Ship a question-answering app over a real corpus you actually care about — your notes, a niche hobby's documentation, a codebase's docs, a set of manuals or filings — where retrieval quality is measured, and the README shows the numbers improving: baseline → hybrid search → reranking.

Why this rung

RAG is where most AI products quietly fail, and almost always in the retrieval half — the generator gets blamed for answers the retriever never gave it the facts for. The top-1% move is treating retrieval as its own measurable system: hit-rate before answer quality, changes justified by numbers. One honest week of this teaches you more than every "advanced RAG" listicle combined — because you'll watch a fashionable technique not help on your corpus, and cutting it will be the right call.

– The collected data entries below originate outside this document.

PR #19667, opened 2023-10-17
fix(vue): remove unitTestRunner option from component generator

jaysoo:
This prompt was for adding `import {describe, ...} from 'vitest` into our spec files, but we already include `vitest/globals` in `tsconfig.config.spec.json`, so there is no reason to prompt. We don't have this option for any other component/artifact generator, so it's weird to have it here.

## Related Issue(s)

Fixes #

### DIFF
--- a/packages/vue/src/generators/component/schema.d.ts
+++ b/packages/vue/src/generators/component/schema.d.ts
@@ -8,7 +8,6 @@ export interface Schema {
   fileName?: string;
   inSourceTests?: boolean;
   skipFormat?: boolean;
-  unitTestRunner?: 'jest' | 'vitest' | 'none';
   nameAndDirectoryFormat?: 'as-provided' | 'derived';
 
   /**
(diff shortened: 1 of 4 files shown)


packages/vue/src/generators/component/schema.d.ts
```diff
@@ -8,7 +8,6 @@ export interface Schema {
   fileName?: string;
   inSourceTests?: boolean;
   skipFormat?: boolean;
-  unitTestRunner?: 'jest' | 'vitest' | 'none';
```
FrozenPandaz, line 11: Shouldn't we still have `none`?

FrozenPandaz (changes requested):

packages/vue/src/generators/component/schema.d.ts
jaysoo: No, component generator should never have this in the first place.

FrozenPandaz (approved):

ndcunningham (approved):

PR #26709, opened 2024-06-26
fix(linter): dependency checks should respect pnpm workspace versions

### LINKED ISSUE #26707: Dependency-checks rule does not respect the pnpm `workspace: *` version signature
### Current Behavior

I am working on few various types of NX monorepo package based projects and I have faced an issue with nx-dependency-checks eslint rule after upgrading to PNPM version 9.

PNPM enforces to use "workspace:" protocol for workspace packages but ESLint fails when I use my workspace libraries with such depndendencies mark.

I am using ESLint flat config and so far I have been marking my workspace packages devDependencies in package.json as e.g. "@org/my-lib": "*" but after upgrading to PNPM v9, I changed marks to "@org/my-lib": "workspace:*".

ESLint fails with error:
The version specifier does not contain the installed version of "@org/my-lib" package: 0.0.1

### Expected Behavior

ESLint properly maps the version, like it does for `*`

### GitHub Repo

_No response_

### Steps to Reproduce

1. Create several libs in pnpm workspace with pnpm v9
2. Set pnpm workspace
3. Import lib A into lib B
4. Run lint with dependency-checks on lib B

### Nx Report

```shell
19.2.0 (likely on all v19 versions)
```

### Failure Logs

_No response_

### Package Manager Version

_No response_

### Operating System

- [ ] macOS
- [ ] Linux
- [ ] Windows
- [ ] Other (Please specify)

### Additional Information

My pnpm-workspace.yaml looks like this:
packages:
- 'apps/**'
- 'libs/*

meeroslav:
## Related Issue(s)

Fixes #26707

### DIFF
--- a/packages/eslint-plugin/src/rules/dependency-checks.spec.ts
+++ b/packages/eslint-plugin/src/rules/dependency-checks.spec.ts
@@ -1580,68 +1580,125 @@ describe('Dependency checks (eslint)', () => {
           - external1"
     `);
   });
-});
 
-it('should require swc if @nx/js:swc executor', () => {
-  const packageJson = {
-    name: '@mycompany/liba',
-    dependencies: {
-      external1: '^16.0.0',
-    },
-  };
+  it('should not report * and workspace:*', () => {
+    const packageJson = {
+      name: '@mycompany/liba',
+      dependencies: {
+        external1: '*',
+        external2: 'workspace:*',
+      },
+    };
 
-  const swcrc = {
-    jsc: {
-      externalHelpers: true,
-    },
-  };
+    const fileSys = {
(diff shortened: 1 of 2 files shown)


packages/eslint-plugin/src/rules/dependency-checks.spec.ts
```diff
@@ -1580,68 +1580,125 @@ describe('Dependency checks (eslint)', () => {
           - external1"
     `);
   });
-});
 
-it('should require swc if @nx/js:swc executor', () => {
```
meeroslav, line 1585: This test has been moved into `describe` block from outside

JamesHenry (approved):

PR #26741, opened 2024-06-27
fix(gradle): fix gradle exclude src/test

xiongemi:
## Related Issue(s)

Fixes #

### DIFF
--- a/packages/gradle/src/generators/init/init.ts
+++ b/packages/gradle/src/generators/init/init.ts
@@ -146,7 +146,7 @@ allprojects {
   }
 }
 
-function updateNxJsonConfiguration(tree: Tree) {
+export function updateNxJsonConfiguration(tree: Tree) {
   const nxJson = readNxJson(tree);
 
   if (!nxJson.namedInputs) {
@@ -158,7 +158,7 @@ function updateNxJsonConfiguration(tree: Tree) {
   );
   const productionFileSet = nxJson.namedInputs.production ?? [];
   nxJson.namedInputs.production = Array.from(
-    new Set([...productionFileSet, 'default', '!{projectRoot}/test/**/*'])
+    new Set([...productionFileSet, 'default', '!{projectRoot}/src/test/**/*'])
   );
   updateNxJson(tree, nxJson);
 }
--- a/packages/gradle/src/migrations/19-4-1/change-regex-test-production.spec.ts
+++ b/packages/gradle/src/migrations/19-4-1/change-regex-test-production.spec.ts
@@ -1,0 +1,71 @@
+import { Tree, readNxJson } from '@nx/devkit';
+import { createTreeWithEmptyWorkspace } from '@nx/devkit/testing';
+import update from './change-regex-test-production';
+
+describe('change-regex-test-production', () => {
+  let tree: Tree;
+
+  beforeAll(() => {
+    tree = createTreeWithEmptyWorkspace();
+  });
+
+  it('should not add to the namedInputs if it does not exist', async () => {
+    tree.write(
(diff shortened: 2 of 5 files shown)


packages/gradle/src/generators/init/init.ts
```diff
@@ -158,7 +158,7 @@ function updateNxJsonConfiguration(tree: Tree) {
   );
   const productionFileSet = nxJson.namedInputs.production ?? [];
   nxJson.namedInputs.production = Array.from(
-    new Set([...productionFileSet, 'default', '!{projectRoot}/test/**/*'])
+    new Set([...productionFileSet, 'default', '!{projectRoot}/src/test/**/*'])
```
FrozenPandaz, line 161: I think this needs a migration :thinking: 

Workspaces right now do not have the right production fileset.

FrozenPandaz (changes requested):

packages/gradle/src/migrations/19-4-1/change-regex-test-production.ts
```diff
@@ -0,0 +1,19 @@
...
+    return;
+  }
+  if (tree.exists('nx.json')) {
+    const nxJson = readNxJson(tree);
+    const production = nxJson?.namedInputs?.production;
+    if (production?.includes('!{projectRoot}/test/**/*')) {
+      production.splice(production.indexOf('!{projectRoot}/test/**/*'), 1);
+      tree.write('nx.json', JSON.stringify(nxJson, null, 2));
+    }
+    updateNxJsonConfiguration(tree);
```
FrozenPandaz, line 17: Don't reuse this function.

1. Do not update `production` namedInput if it does not exist.
2. Replace the incorrect one with the correct one when it does exist

FrozenPandaz (changes requested):

packages/gradle/src/migrations/19-4-1/change-regex-test-production.spec.ts
```diff
@@ -0,0 +1,89 @@
...
+    update(tree);
+    expect(readNxJson(tree)).toMatchInlineSnapshot(`
+      {
+        "namedInputs": {
+          "default": [
+            "{projectRoot}/**/*",
+          ],
+          "production": [
+            "default",
+            "!{projectRoot}/src/test/**/*",
```
FrozenPandaz, line 53: This one should do nothing

packages/gradle/src/migrations/19-4-1/change-regex-test-production.spec.ts
```diff
@@ -0,0 +1,89 @@
...
```
FrozenPandaz, line 26: This one should do nothing

FrozenPandaz (changes requested):

packages/gradle/src/migrations/19-4-1/change-regex-test-production.ts
```diff
@@ -0,0 +1,18 @@
...
+  if (!hasGradlePlugin(tree)) {
+    return;
+  }
+  if (tree.exists('nx.json')) {
+    const nxJson = readNxJson(tree);
+    const production = nxJson?.namedInputs?.production;
+    if (production?.includes('!{projectRoot}/test/**/*')) {
+      production[production.indexOf('!{projectRoot}/test/**/*')] =
+        '!{projectRoot}/src/test/**/*';
+      tree.write('nx.json', JSON.stringify(nxJson, null, 2));
```
FrozenPandaz: use `updateNxJson`

FrozenPandaz (approved):

PR #26750, opened 2024-06-28
fix(vite): infer build and serve targets when rollupOptions.input is present

jaysoo:
This PR adds a check for `build.rollupOptions.input` in addition to `build.rollupOptions.inputs`. Plugins like `sveltekit()` will use the former property, and we should infer build/server targets correctly in those cases.

## Current Behavior
`sveltekit()` is not supported

## Expected Behavior
`sveltekit()` and other setups using `input` are supported

## Related Issue(s)

Fixes #

### DIFF
--- a/packages/vite/src/plugins/plugin.ts
+++ b/packages/vite/src/plugins/plugin.ts
@@ -365,7 +365,7 @@ function getOutputs(
 
   const isBuildable =
     build?.lib ||
-    build?.rollupOptions?.inputs ||
+    build?.rollupOptions?.input ||
     existsSync(join(workspaceRoot, projectRoot, 'index.html'));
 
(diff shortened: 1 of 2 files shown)


packages/vite/src/plugins/plugin.ts
```diff
@@ -365,6 +365,7 @@ function getOutputs(
 
   const isBuildable =
     build?.lib ||
+    build?.rollupOptions?.input ||
     build?.rollupOptions?.inputs ||
```
Coly010, line 369: Is `inputs` even a valid RollupOption? https://rollupjs.org/configuration-options/#input

Coly010 (approved):
1 comment

PR #26754, opened 2024-06-28
docs(core): link to add plugin instructions

isaacplmann:
Link from the plugin registry to the instructions add a plugin to the registry


juristr (approved):
Works for now, but I wonder whether we should have it somewhere at the top. But I have no good idea rn how to make it not too intrusive as the main use case here is to search for existing one.

PR #26777, opened 2024-07-01
feat(module-federation): use @module-federation/enhanced for withModuleFederation

Coly010:
## Current Behavior

We currently use the `ModuleFederationPlugin` from `webpack` itself. 
This doesn't receive the same attention as the new `@module-federation/enhanced` package, which is where all new work by Zack Jackson and Bytedance is being conducted.

## Expected Behavior

Our `withModuleFederation` utils should use the `@module-federation/enhanced` package.

## Related Issue(s)

#26322 
Fixes #


packages/react/migrations.json
```diff
@@ -202,6 +202,15 @@
           "alwaysAddToPackageJson": false
         }
       }
+    },
+    "19.4.0-module-federation": {
+      "version": "19.4.0-rc.2",
```
jaysoo, line 207: Let's use 19.5 since 19.4 is released.

jaysoo (approved):

PR #26782, opened 2024-07-01
feat(module-federation): use proxy servers to proxy to single file server for static remotes

### LINKED ISSUE #26318: Angular MFE setup is broken after migration from 17 to 18 or 19
### Current Behavior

The corpus must be real and yours: messy formatting, inconsistent length, duplicates. That mess is the curriculum. Good corpora in-domain: your runbooks / ops docs, a set of man pages, the RFCs for a protocol you work with, a cloud provider's service docs, or a slice of MITRE ATT&CK.

The mental model

RAG is two systems wearing one trenchcoat: a search engine and a writer. Users see the writer, so the writer takes the blame — but in practice most bad answers are the search engine's fault: the facts never made it into the context. That's the whole reason this week's eval measures retrieval separately from generation. If hit-rate is low, no prompt engineering on the generator can save you; if hit-rate is high and answers are still wrong, now it's a generation problem. Diagnose in that order, always.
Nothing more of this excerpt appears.